US Federal Reserve Chair Jerome Powell said Thursday that stronger regulation and greater agility was required in supervising the banking sector following a string of high-profile failures earlier this year.
"We need to strengthen both regulation and supervision," Powell told a banking conference in Madrid, referring to the turmoil that hit the banking sector in March.
On March 10, California lender Silicon Valley Bank (SVB) collapsed, with its fall rapidly followed by the failure of another regional US lender and the merger under pressure of Switzerland's Credit Suisse with domestic rival UBS.
"These events suggest a need to strengthen our supervision and regulation of institutions that are the size of Silicon Valley Bank," Powell said.
When SVB failed, it was clear that a number of standard assumptions from a regulatory standpoint "were wrong," the Fed chairman said, notably about what a modern-day bank run looked like.

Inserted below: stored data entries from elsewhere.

PR #1542, opened 2024-11-21
Support Databricks struct literal

ayman-sigma:
Databricks supports struct literal (struct function). Struct literal is already added for BigQuery. Databricks' syntax is very similar to the BigQuery one, except the fields definition part.
I added `supports_struct_literal` to `Dialect` trait to specify if the dialect support this literal or not

Databricks docs: https://docs.databricks.com/en/sql/language-manual/functions/struct.html

### DIFF
--- a/src/parser/mod.rs
+++ b/src/parser/mod.rs
@@ -1123,9 +1123,8 @@ impl<'a> Parser<'a> {
             Keyword::MATCH if dialect_of!(self is MySqlDialect | GenericDialect) => {
                 Ok(Some(self.parse_match_against()?))
             }
-            Keyword::STRUCT if dialect_of!(self is BigQueryDialect | GenericDialect) => {
-                self.prev_token();
-                Ok(Some(self.parse_bigquery_struct_literal()?))
+            Keyword::STRUCT if self.dialect.supports_struct_literal() => {
+                Ok(Some(self.parse_struct_literal()?))
             }
             Keyword::PRIOR if matches!(self.state, ParserState::ConnectBy) => {
                 let expr = self.parse_subexpr(self.dialect.prec_value(Precedence::PlusMinus))?;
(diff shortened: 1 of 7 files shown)


src/parser/mod.rs
```diff
@@ -2328,19 +2327,25 @@ impl<'a> Parser<'a> {
...
     /// ```
-    fn parse_bigquery_struct_literal(&mut self) -> Result<Expr, ParserError> {
-        let (fields, trailing_bracket) =
-            self.parse_struct_type_def(Self::parse_struct_field_def)?;
-        if trailing_bracket.0 {
-            return parser_err!("unmatched > in STRUCT literal", self.peek_token().location);
+    fn parse_struct_literal(&mut self) -> Result<Expr, ParserError> {
+        let mut fields = vec![];
+        // Typed struct syntax is only supported by BigQuery
+        // https://cloud.google.com/bigquery/docs/reference/standard-sql/data-types#typed_struct_syntax
```
iffyio, line 2340:
```suggestion
```

src/parser/mod.rs
```diff
@@ -2328,19 +2327,25 @@ impl<'a> Parser<'a> {
         }
     }
 
-    /// Bigquery specific: Parse a struct literal
     /// Syntax
     /// ```sql
-    /// -- typed
+    /// -- typed, specific to bigquery
```
iffyio, line 2332:
```suggestion
    /// -- typed
```
for the comments mentioning bigquery specific I think we can skip since the definition is now encoded in the dialect method. Otherwise it'll be easier to go out of sync if other dialects support it

src/parser/mod.rs
```diff
@@ -2328,19 +2327,25 @@ impl<'a> Parser<'a> {
...
-    fn parse_bigquery_struct_literal(&mut self) -> Result<Expr, ParserError> {
-        let (fields, trailing_bracket) =
-            self.parse_struct_type_def(Self::parse_struct_field_def)?;
-        if trailing_bracket.0 {
-            return parser_err!("unmatched > in STRUCT literal", self.peek_token().location);
+    fn parse_struct_literal(&mut self) -> Result<Expr, ParserError> {
+        let mut fields = vec![];
+        // Typed struct syntax is only supported by BigQuery
+        // https://cloud.google.com/bigquery/docs/reference/standard-sql/data-types#typed_struct_syntax
+        if self.dialect.supports_typed_struct_syntax() {
```
iffyio, line 2341: Oh actually I'm not sure i follow the changes entirely, it seems Bigquery struct syntax is a superset of databricks struct? If so I'm thinking we ideally wouldnt need the extra `self.dialect.supports_typed_struct_syntax()` method, only guarding on `supports_struct_literal` should be enough?

It would technically mean that the typed syntax gets accepted by the databricks dialect but thats fine for the parser behavior

tests/sqlparser_databricks.rs
```diff
@@ -277,3 +277,48 @@ fn parse_use() {
         );
     }
 }
+
+#[test]
+fn parse_databricks_struct_function() {
+    assert_eq!(
+        databricks()
```
iffyio, line 284:
```suggestion
        databricks_and_generic()
```
thinking since generic accepts the same syntax? (same for the others)

src/parser/mod.rs
ayman-sigma: You are right, BigQuery struct is a superset of the Databricks struct. I wasn't sure if `supports_typed_struct_syntax` is too much or not. It sounds odd though that we would accept the syntax in Databricks even if it is invalid for this dialect. But I'm happy to change it if that is acceptable behavior for the parser.

tests/sqlparser_databricks.rs
ayman-sigma: Yes, these are already tested with BigQuery, but I think it wouldn't hurt to add it here also.

src/parser/mod.rs
ayman-sigma: done as suggested.

iffyio (approved):
LGTM! Thanks @ayman-sigma!
cc @alamb

alamb:
Thanks @ayman-sigma and @iffyio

"What a bank run used to look like was people standing in line at an ATM," but what happened at SVB "wasn't about ATMs, it was about people on their phones... able to move money very quickly," he said.
"So the run was much faster than anything, and that needs to be reflected in our regulation as well as our supervision."
In an April report into SVB's collapse, the Fed called for greater banking oversight while admitting its own supervisors had failed to take forceful enough action after identifying issues at the high-tech lender.
Powell said that although the Fed's supervisors were looking at the right issues, they were operating "under a standard playbook where you escalate things fairly carefully, fairly slowly" so the idea was to develop supervisory practises that were "more agile and where appropriate, more forceful".
The collapsed banks shared two common characteristics: "very poor interest rate risk management and... a funding model involving large amounts of uninsured deposits".
"We supervise many institutions and we're... working with them on improving their interest rate risk management and their funding model," he said.
The bank runs and the failures of 2023 were "painful reminders that we cannot predict all of the stresses that will inevitably come with time and chance," Powell added, saying it was crucial not to "grow complacent about the financial system's resilience".